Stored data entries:
────────

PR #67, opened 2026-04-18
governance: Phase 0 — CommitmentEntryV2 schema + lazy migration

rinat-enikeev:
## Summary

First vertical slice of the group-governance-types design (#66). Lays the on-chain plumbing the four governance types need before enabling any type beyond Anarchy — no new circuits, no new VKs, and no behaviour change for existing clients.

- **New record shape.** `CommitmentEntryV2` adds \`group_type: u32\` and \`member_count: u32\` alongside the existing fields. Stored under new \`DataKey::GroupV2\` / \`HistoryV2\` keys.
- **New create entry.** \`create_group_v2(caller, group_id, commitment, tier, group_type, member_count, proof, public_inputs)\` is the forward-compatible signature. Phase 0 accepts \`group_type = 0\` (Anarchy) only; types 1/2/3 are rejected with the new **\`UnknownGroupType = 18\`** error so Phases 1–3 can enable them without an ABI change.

────────

◆ WORK REQUEST ◆
Having read the entries, repeat them all exactly.

◆ TASK ANSWER ◆
PR #67, opened 2026-04-18
governance: Phase 0 — CommitmentEntryV2 schema + lazy migration

rinat-enikeev:
## Summary

First vertical slice of the group-governance-types design (#66). Lays the on-chain plumbing the four governance types need before enabling any type beyond Anarchy — no new circuits, no new VKs, and no behaviour change for existing clients.

- **New record shape.** `CommitmentEntryV2` adds \`group_type: u32\` and \`member_count: u32\` alongside the existing fields. Stored under new \`DataKey::GroupV2\` / \`HistoryV2\` keys.
- **New create entry.** \`create_group_v2(caller, group_id, commitment, tier, group_type, member_count, proof, public_inputs)\` is the forward-compatible signature. Phase 0 accepts \`group_type = 0\` (Anarchy) only; types 1/2/3 are rejected with the new **\`UnknownGroupType = 18\`** error so Phases 1–3 can enable them without an ABI change.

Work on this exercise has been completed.